He glanced up at her. “When Maggie was born. Houston is pretty useless worrying about Amelia the way he does.”
“And when your son was born?”
She watched as his Adam’s apple slowly slid up and down. “Yeah, I bathed him, too.” He set the kettle down. “Why don’t you lay her on the towels there. I’ll hold her while you wash her.”
She laid the child down. Dallas slipped his large hand beneath the child’s dark head.
“We’ll wash her hair first. She won’t like it, but it’s gotta be done,” he said.
As Cordelia sprinkled the first drops of warm water over the child’s head, the baby scrunched up her face and released a wail.
“Do you think I’m hurting her?” Cordelia asked as the wail intensified.
“Nah, she’s just exercising her lungs.” Gently, he turned the child, cradling her on her side so Cordelia could wash the back of her head.
“She’s so tiny,” Cordelia said.
“Yep, but that won’t last.”
As Dallas helped her clean the child, an ache settled deep within her chest for all the children Dallas would care for in the future, all the children who would not belong to him. Houston’s children. Austin’s children. But never his.
How unfair of Fate to give Rawley’s father a son he would never appreciate while Dallas would live the remainder of his life with no hope of ever acquiring a son.
Dallas, whose large hands cradled and comforted the child.
Dallas, who looked upon a child barely an hour old, with love in his eyes.
While Rawley’s father gave his son nothing but pain, Dallas would have seen to it that his son had all that his heart desired.
When she finished washing the baby, she watched as Dallas patted his niece dry and slipped a blue gown over her head. A gown his son would have worn.
He brought a dry blanket around the baby and cradled her within the crook of his arm. A corner of his mustache lifted as he smiled. “Hello, little December. Aren’t you a beauty? You ready to see your ma? Get something to eat?”
He looked at Cordelia, a sadness in his eyes. “Did you want to take her upstairs?”
At that moment she knew she loved him more deeply than she thought possible. “No, you go ahead.”

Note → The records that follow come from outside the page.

PR #2678, opened 2020-10-16
cleanup ExecAgent host logs for exec tasks

sharanyad:
### Summary
The exec log dir is bind-mounted to agent container. 
ECS Agent will create a unique log path for each container in the exec enabled task on bind mounting to exec container
This path will be cleaned up once the task is stopped
`TODO`: revise the path once we know where the execAgent log dir will be mounted inside agent container. 

### Implementation details
Do a best effort to remove the exec log dir of the task and its children (each container's log destination) 

### Testing

### Licensing

### DIFF
--- a/agent/engine/docker_task_engine.go
+++ b/agent/engine/docker_task_engine.go
@@ -17,6 +17,7 @@ package engine
 import (
 	"context"
 	"fmt"
+	"os"
 	"path/filepath"
 	"regexp"
 	"strconv"
@@ -599,6 +600,8 @@ func (engine *DockerTaskEngine) sweepTask(task *apitask.Task) {
 	}
 }
 
+var removeAll = os.RemoveAll
+
 func (engine *DockerTaskEngine) deleteTask(task *apitask.Task) {
 	for _, resource := range task.GetResources() {
 		err := resource.Cleanup()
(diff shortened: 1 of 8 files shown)


agent/engine/docker_task_engine.go
```diff
@@ -611,6 +614,17 @@ func (engine *DockerTaskEngine) deleteTask(task *apitask.Task) {
 		}
 	}
 
+	if task.ExecCommandAgentEnabled {
```
angelcar, line 617: can we use `task.IsExecCommandAgentEnabled()` here? 
Maybe we should rename `ExecCommandAgentEnabled` to `ExecCommandAgentEnabledUnsafe`

agent/engine/task_manager_unix_test.go
```diff
@@ -380,3 +388,67 @@ func TestEFSVolumeNextStateWithTransitionDependencies(t *testing.T) {
...
+	}
+	mTask.Task.ExecCommandAgentEnabled = true
+	mTask.SetKnownStatus(apitaskstatus.TaskStopped)
+	mTask.SetSentStatus(apitaskstatus.TaskStopped)
+	container := mTask.Containers[0]
+	dockerContainer := &apicontainer.DockerContainer{
+		DockerName: "dockerContainer",
+	}
+	tID, _ := mTask.Task.GetID()
+	removeAll = func(path string) error {
```
angelcar, line 431: I worry that this function is invoked in a goroutine. If this is the case, this might or might not be executed before the test ends. 
Can we change a boolean variable here and do the assertion at the end of the test instead?

sharanyad: this is not invoked in a goroutine. This just replaces os.RemoveAll to a custom function for this unit test

agent/engine/docker_task_engine.go
sharanyad: done.

angelcar (approved):

agent/engine/execcmd/manager_unsupported.go
```diff
@@ -22,6 +22,11 @@ import (
 	"github.com/aws/amazon-ecs-agent/agent/dockerclient/dockerapi"
 )
 
+const (
+	// HostLogDir in unsupported platforms for exec is empty
```
cyastella, line 26: nit: this is a bit self-explanatory, maybe this comment is not needed, or use this comment to explain what would happen later if we use empty string here

sharanyad: added more explanation.

cyastella (approved):

PR #2687, opened 2020-10-22
add check for execute-command capability and populate attribute if applicable

cyastella:
### Summary

This is part of the change for ecs-agent to detect if an EC2 instance is `exec-enabled`, in other words, if the instance has the `execute-command` capability. Related change in [amazon-ecs-init](https://github.com/aws/amazon-ecs-init): https://github.com/aws/amazon-ecs-init/pull/363

With dependencies for SSM bind mounted to the ecs-agent container, ecs-agent is responsible for checking if all required files exist. Those would include:

* SSM agent binaries
* SSM agent configuration directory (ecs-agent needs to write files into this directory)
* certs files for SSM agent

### Implementation details

Dependencies for the `execute-command` capability are bind mounted in the following structure:

```
/capabilities/execute-command/
|-- bin
    |-- amazon-ssm-agent
    |-- ssm-session-worker
|-- config
|-- certs
    |-- tls-ca-bundle.pem
```

### Testing

Manual test:

start ecs-agent container with the `--ecs-attributes` flag and check if the new capability is added

* `TestCapabilitesExecuteCommand`
* `TestDefaultPathExistsd`

check SSM dependencies bind mounted to the agent container and add capability if applicable

### Licensing

### DIFF
--- a/agent/app/agent_capability.go
+++ b/agent/app/agent_capability.go
@@ -374,15 +374,12 @@ func (agent *ecsAgent) appendExecCapabilities(capabilities []*ecs.Attribute) ([]
 	if err != nil {
 		return capabilities, err
 	}
-	// use raw string for regular expression
+	// use raw string for regular expression to avoid escaping backslash (\)
 	var validSsmVersion = regexp.MustCompile(`^\d+(\.\d+)*$`)
 	for _, binFolder := range binFolders {
-		// exclude directories that don't conform to valid ssm versions
-		matched := validSsmVersion.Match([]byte(binFolder))
-		if !matched {
+		if matched := validSsmVersion.Match([]byte(binFolder)); !matched {
 			continue
 		}
-		// exclude ssm version in deny-list
 		if _, found := capabilityExecInvalidSsmVersions[binFolder]; found {
 			continue
 		}
--- a/agent/app/agent_capability.go
+++ b/agent/app/agent_capability.go
@@ -14,6 +14,9 @@
 package app
 
 import (
+	"os"
+	"path/filepath"
+
 	"github.com/aws/amazon-ecs-agent/agent/config"
 	"github.com/aws/amazon-ecs-agent/agent/dockerclient"
 	"github.com/aws/amazon-ecs-agent/agent/ecs_client/model/ecs"
@@ -61,29 +64,45 @@ const (
 	capabilityEFS                               = "efs"
 	capabilityEFSAuth                           = "efsAuth"
 	capabilityEnvFilesS3                        = "env-files.s3"
+	capabilityExecuteCommand                    = "execute-command"
+	capabilityDepsRootDir                       = "/capabilities"
+	capabilityExecuteCommandBinRelativePath     = "bin"
+	capabilityExecuteCommandConfigRelativePath  = "config"
+	capabilityExecuteCommandCertsRelativePath   = "certs"
 )
 
-var nameOnlyAttributes = []string{
-	// ecs agent version 1.19.0 supports private registry authentication using
-	// aws secrets manager
-	capabilityPrivateRegistryAuthASM,
-	// ecs agent version 1.22.0 supports ecs secrets integrating with aws systems manager
-	capabilitySecretEnvSSM,
-	// ecs agent version 1.27.0 supports ecs secrets for logging drivers
-	capabilitySecretLogDriverSSM,
-	// support ecr endpoint override
-	capabilityECREndpoint,
-	// ecs agent version 1.23.0 supports ecs secrets integrating with aws secrets manager
-	capabilitySecretEnvASM,
-	// ecs agent version 1.27.0 supports ecs secrets for logging drivers
-	capabilitySecretLogDriverASM,
-	// support container ordering in agent
-	capabilityContainerOrdering,
-	// support full task sync
-	capabilityFullTaskSync,
-	// ecs agent version 1.39.0 supports bulk loading env vars through environmentFiles in S3
-	capabilityEnvFilesS3,
-}
+var (
+	nameOnlyAttributes = []string{
+		// ecs agent version 1.19.0 supports private registry authentication using
+		// aws secrets manager
+		capabilityPrivateRegistryAuthASM,
+		// ecs agent version 1.22.0 supports ecs secrets integrating with aws systems manager
+		capabilitySecretEnvSSM,
+		// ecs agent version 1.27.0 supports ecs secrets for logging drivers
+		capabilitySecretLogDriverSSM,
+		// support ecr endpoint override
+		capabilityECREndpoint,
+		// ecs agent version 1.23.0 supports ecs secrets integrating with aws secrets manager
+		capabilitySecretEnvASM,
+		// ecs agent version 1.27.0 supports ecs secrets for logging drivers
+		capabilitySecretLogDriverASM,
+		// support container ordering in agent
+		capabilityContainerOrdering,
+		// support full task sync
+		capabilityFullTaskSync,
+		// ecs agent version 1.39.0 supports bulk loading env vars through environmentFiles in S3
+		capabilityEnvFilesS3,
+	}
+	capabilityExecuteCommandRequiredBinaries = []string{
+		"amazon-ssm-agent",
+		"ssm-session-worker",
+	}
+	capabilityExecuteCommandRequiredCerts = []string{
+		"tls-ca-bundle.pem",
+	}
+
+	pathExists = defaultPathExists
+)
 
 // capabilities returns the supported capabilities of this agent / docker-client pair.
 // Currently, the following capabilities are possible:
@@ -131,6 +150,7 @@ var nameOnlyAttributes = []string{
 //    ecs.capability.gmsa
 //    ecs.capability.efsAuth
 //    ecs.capability.env-files.s3
+//    ecs.capability.execute-command
 func (agent *ecsAgent) capabilities() ([]*ecs.Attribute, error) {
 	var capabilities []*ecs.Attribute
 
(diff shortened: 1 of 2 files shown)


agent/app/agent_capability_test.go
```diff
@@ -751,3 +765,151 @@ func TestCapabilitesScanPluginsErrorCase(t *testing.T) {
 		}
 	}
 }
+
+func TestCapabilitesExecuteCommandShouldBeAddedWhenDependenciesExist(t *testing.T) {
```
angelcar, line 769: Can we use a test table instead of two test functions? `TestCapabilitesExecuteCommandShouldBeAddedWhenDependenciesExist` and `TestCapabilitesExecuteCommandShouldNotBeAddedWhenDependenciesDoNotExist` have pretty much the same code.

agent/app/agent_capability.go
```diff
@@ -316,6 +342,50 @@ func (agent *ecsAgent) appendTaskENICapabilities(capabilities []*ecs.Attribute)
 	return capabilities
 }
 
+func (agent *ecsAgent) appendExecCapabilities(capabilities []*ecs.Attribute) ([]*ecs.Attribute, error) {
```
angelcar, line 345: I think we should probably test that config directory is writable, and maybe also that the binaries and certs are read only?

angelcar: Also, this is something we haven't discussed thoroughly, so maybe it's for a new PR, but calling it out here... I think we should check that the binaries we're taking are legit (exec signature or md5 or somethig)... these are binaries we're mounting into customer's containers, so we want to make sure we won't mount some spurious binary that could wreak havoc in the customer's container.

agent/app/agent_capability_test.go
cyastella: sure, change to test table

agent/app/agent_capability.go
cyastella: good point, agree that it'd be better for us to add that functionality (validating the binaries) as an add-on after discussion

cyastella: for checking if `/config` is writable while `/bin` and `/certs` are read-only, golang does not seem to provide a native way for this check. 1 possible way (still testing and prototyping) is to use the unix permission bits, but I'm not sure if that would work for Windows scenarios or if that (Windows scenario) is something we should care about

angelcar: Wonder if something like this works:
https://stackoverflow.com/questions/45429210/how-do-i-check-a-files-permissions-in-linux-using-go
or
https://github.com/phayes/permbits/blob/master/permbits.go

agent/app/agent_capability.go
```diff
@@ -61,29 +64,45 @@ const (
...
+		// support container ordering in agent
+		capabilityContainerOrdering,
+		// support full task sync
+		capabilityFullTaskSync,
+		// ecs agent version 1.39.0 supports bulk loading env vars through environmentFiles in S3
+		capabilityEnvFilesS3,
+	}
+	capabilityExecRequiredBinaries = []string{
+		"amazon-ssm-agent",
+		"ssm-session-worker",
```
ubhattacharjya, line 98: I think you will also need to check for ssm-agent-worker

agent/app/agent_capability.go
```diff
@@ -61,29 +64,45 @@ const (
 	capabilityEFS                               = "efs"
 	capabilityEFSAuth                           = "efsAuth"
 	capabilityEnvFilesS3                        = "env-files.s3"
+	capabilityExec                              = "execute-command"
+	capabilityDepsRootDir                       = "/managed-agents"
```
ubhattacharjya, line 68: Should it have ${VERSION} folder of ssm-agent as well?

cyastella: yup, the version sub folder was added after this PR was posted, adding in the next iteration

agent/app/agent_capability.go
cyastella: did some prototyping and here are what I found: regardless of what the bind mount is specified as `readonly` or not, the permission bits are the same (with `ls -l`). here are the steps I took:

start container with bind mounts:
```
$ docker run -it \
--mount type=bind,src="${HOME}/ro_root",dst=/exec_test/ro_root,readonly \
--mount type=bind,src="${HOME}/rw_root",dst=/exec_test/rw_root \
--mount type=bind,src="${HOME}/ro_file",dst=/exec_test/test_dir/ro_file,readonly \
--mount type=bind,src="${HOME}/rw_file",dst=/exec_test/test_dir/rw_file \
amazonlinux:latest
```

results:
```
$ ls -lR /exec_test
/exec_test:
total 0
drwxrwxr-x 3 1000 1000 35 Oct 28 22:03 ro_root
drwxrwxr-x 3 1000 1000 35 Oct 28 22:04 rw_root
drwxr-xr-x 2 root root 36 Oct 28 22:09 test_dir

/exec_test/ro_root:
total 0
drwxrwxr-x 2 1000 1000 18 Oct 28 22:03 child_dir
-rw-rw-r-- 1 1000 1000  0 Oct 28 22:03 file

/exec_test/ro_root/child_dir:
total 0
-rw-rw-r-- 1 1000 1000 0 Oct 28 22:03 file

/exec_test/rw_root:
total 0
drwxrwxr-x 2 1000 1000 18 Oct 28 22:04 child_dir
-rw-rw-r-- 1 1000 1000  0 Oct 28 22:04 file

/exec_test/rw_root/child_dir:
total 0
-rw-rw-r-- 1 1000 1000 0 Oct 28 22:04 file

/exec_test/test_dir:
total 0
-rw-rw-r-- 1 1000 1000 0 Oct 28 22:04 ro_file
-rw-rw-r-- 1 1000 1000 0 Oct 28 22:06 rw_file
```

as indicated here, both files and directories (readonly and read-write) have the same permission bits (`-rw`, `drw`), don't think we can check this only with permission bits

cyastella: the error happens at runtime, e.g.

```
$ echo "hello world" > /exec_test/test_dir/ro_file
bash: ro_file: Read-only file system
```

cyastella: I think we can only check for existence (if the binaries and cert file exist) in this change, I will look further into how to check if a bind-mounted file/directory is read-only and update the check logic with a follow-up PR if it's feasible

angelcar: ok, how about just attempting to write a temp file into this directory? which should succeed...

we can do this n a new PR as you suggest

angelcar (approved):

agent/app/agent_capability.go
cyastella: nice catch! thanks for pointing it out

agent/app/agent_capability.go
cyastella: sounds good! thanks!

agent/app/agent_capability.go
```diff
@@ -316,6 +345,92 @@ func (agent *ecsAgent) appendTaskENICapabilities(capabilities []*ecs.Attribute)
...
+
+func defaultGetSubDirectories(path string) ([]string, error) {
+	var subDirectories []string
+
+	fileInfos, err := ioutil.ReadDir(path)
+	if err != nil {
+		return nil, err
+	}
+	for _, fileInfo := range fileInfos {
+		if fileInfo.IsDir() {
```
angelcar, line 398: You have to exclude directories that don't conform to valid ssm versions here. We can't assume that our dependencies dir will always be pristine, someone could create files inside the dir and we can't error out because of that.

agent/app/agent_capability.go
```diff
@@ -316,6 +345,92 @@ func (agent *ecsAgent) appendTaskENICapabilities(capabilities []*ecs.Attribute)
...
+	for _, binFolder := range binFolders {
+		// check for the same set of binaries for all versions for now
+		// change this if future versions of ssm agent require different binaries
+		versionSubDirectory := filepath.Join(binDir, binFolder)
+		binDependencies[versionSubDirectory] = capabilityExecRequiredBinaries
+	}
+	if len(binDependencies) < 1 {
+		return capabilities, nil
+	}
+	if exists, err := dependenciesExist(binDependencies); err != nil || !exists {
```
angelcar, line 383: I'd argue that we need to find at least one valid dependencies dir, as opposed to all of them. In the future when we create an update process, this process might be in progress and not have all the dependencies right at the time of our check, which would cause this to error out.

angelcar: In other words, only error out if no valid versions were found.

agent/app/agent_capability.go
cyastella: good point, I'll add a quick check here for folders matching this regex: `\d+(\.\d+)*`, but at some point I think it'd be beneficial to reuse code that we're currently adding to `agent/engine/execcmd/agent_version.go`

agent/app/agent_capability.go
cyastella: good point, change to error out only if no valid version is found

agent/app/agent_capability.go
angelcar: I think regex needs to be `^\d+(\.\d+)*$` 
https://regex101.com/r/yi3sgO/1

fierlion (approved):

agent/app/agent_capability.go
cyastella: thanks for pointing it out! add anchor tokens

agent/app/agent_capability.go
cyastella: good point, add deny-list for ssm versions; currently this will be an empty set so no actual effect before we add any version into it

angelcar (approved):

When he’d left, she glanced around the kitchen. Together they had cared for Houston’s daughter. They worked well together, they always had. “We would have made good parents,” she whispered to the shadows in the corner. “It’s not fair that we were denied the chance.”
Without knowing her destination, she walked out of the house, her slippered feet leaving a trail in the thin blanket of snow.
The wind whipped around her, and she heard the rapid clackety-clack of the windmill. Then she was standing beside her son’s grave—for the first time.
His wooden marker was simple:
LEIGH
SON
1881
She wanted to hold him. She wanted to bathe him and comb his hair and watch him grow. She wanted his tears to dampen her shoulder, his laughter to fill her heart.
She wanted all that she could never have—and she wanted it desperately.
The anguish ripped through her chest for all they had lost: their son and the foundation for a love that he might have given them. Dallas would never love her now as she loved him.
She heard muted footfalls, but couldn’t bring herself to turn around. She tried to wipe the tears from her cheeks, but others surfaced. She wrapped her arms around herself, trying to hold in the pain, but it only increased.